For this post, I thought I’d cover one of the biggest headaches in corporate IT environments today – data. Data is the lifeblood of software products and services. Without consistent, reliable data applications are useless. I’m sure most of you have heard the saying “Garbage In Garbage Out”. Data is often over-looked because it’s “not sexy” and considered tedious or boring.
For a typical enterprise, the data lifecycle includes:
1) Sourcing the data
Who provides you with data? Do you manually enter it? Do you pay for feeds through data providers? Bloomberg is an example of a market data provider for the Financial Services industry. What are the SLAs (service level agreements) around receiving your data?
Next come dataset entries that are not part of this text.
PR #1300, opened 2023-08-21
H(div) and H(curl) basis support for `cuda-ref` and `hip-ref` backends

sebastiangrimberg:
Add support for `BasisCreateHdiv` and `BasisCreateHcurl`, as well as `CEED_EVAL_INTERP`, `CEED_EVAL_DIV`, and `CEED_EVAL_CURL` for non-tensor `cuda-ref` and `hip-ref` backends.


sebastiangrimberg:
This PR is up to date with `main` after #1315 and should be ready for review. Thanks!

nbeams:
Sorry for the delayed review. Overall, LGTM. I ran the MFEM benchmarks, mostly out of an abundance of caution because I knew from our previous experience that issues can pop up with 3D non-tensor elements that may not be captured by the unit tests.  The first set of results looked really weird so I ran again -- the weirdest (2nd order elements) appears to have been some sort of transient blip (thankfully), but the drop to ~60% of `main` for 4th order elements is reproducible. 

[AMD MI210 BP3 hip-ref comparison - run 1 with weird 2nd order results](https://github.com/CEED/libCEED/files/13493156/hip_ref_compare_latest_mi210_bp3_speedup.pdf)
[AMD MI210 BP3 hip-ref comparison - run 2 with reproduced 4th order drop](https://github.com/CEED/libCEED/files/13493157/hip_ref_compare_latest_mi210_bp3_run2_speedup.pdf)

This is the reference backend, so performance isn't really a major concern, and I don't necessarily think this should hold up the merging of this PR, especially since we've already merged the MAGMA backend H(curl) and H(div) PR. It's just potentially interesting, and not what I expected. (I didn't check any NVIDIA hardware, but I suspect we might see the same trend as before, where performance was less affected than for AMD.)

nbeams (approved):

sebastiangrimberg:
Thanks for the review @nbeams. I don't love seeing this performance regression but I agree that:

1. This is the `ref` backend and thus isn't designed to be tuned for performance.
2. Given how specific the "blip" is in terms of problem size and solution order, this could be an AMD compiler issue which for the given sizes leads to suboptimal occupancy/register spillage. So, we could spend time tuning it in libCEED or we could just hope that future compiler/runtime versions will be "smarter" and resolve this issue automatically as it appears to be with `nvcc`, for example.

jeremylt:
This looks like its ready to merge?

backends/cuda-ref/ceed-cuda-ref-basis.c
```diff
@@ -38,7 +36,7 @@ int CeedBasisApply_Cuda(CeedBasis basis, const CeedInt num_elem, CeedTransposeMo
   CeedCallBackend(CeedVectorGetArrayWrite(v, CEED_MEM_DEVICE, &d_v));
 
   // Clear v for transpose operation
-  if (t_mode == CEED_TRANSPOSE) {
+  if (transpose) {
```
jeremylt, line 39: I haven't noticed this before, but our style would usually be `is_transpose` or something like that for bools. At some point I should check the GPU backends for variable naming conventions, but its not important here.

sebastiangrimberg: Sounds good to leave it to a later PR where it can be addressed everywhere (sycl, occa backends both have `if (transpose)` statements in my quick search).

What will happen when the data you require doesn’t arrive in time? Do you have processes in place to handle incorrect data?
2) Cleansing/Transforming the data
Chances are you need to “cleanse” the data. Typically, this is required to store the data in your systems and can include reconciliation, validation and transformation.
3) Distributing the data
Who are the end users of the data? How will they access the data? Will it be via third-party applications (e.g. reporting system)? Will the data be published to other constituents throughout your organization? What happens when there are disagreements on interpretations of the data? Is there a clear definition of the data your are distributing?
4) Maintaining the data
Now that you have “clean” data, how do you keep it that way? How do you prevent “data decay”? This is a tough problem to solve. Maintaining high quality requires significant effort and people, as well as, accountability.
Why am I talking about data? For two reasons. First, maintaining accurate data is a problem that almost all organizations struggle with, in one form or another. Secondly, I’m hoping to spark discussion and debate around innovation in this area. What can we do better? Can we use some newer web technologies to address some of these issues? Comments/ideas?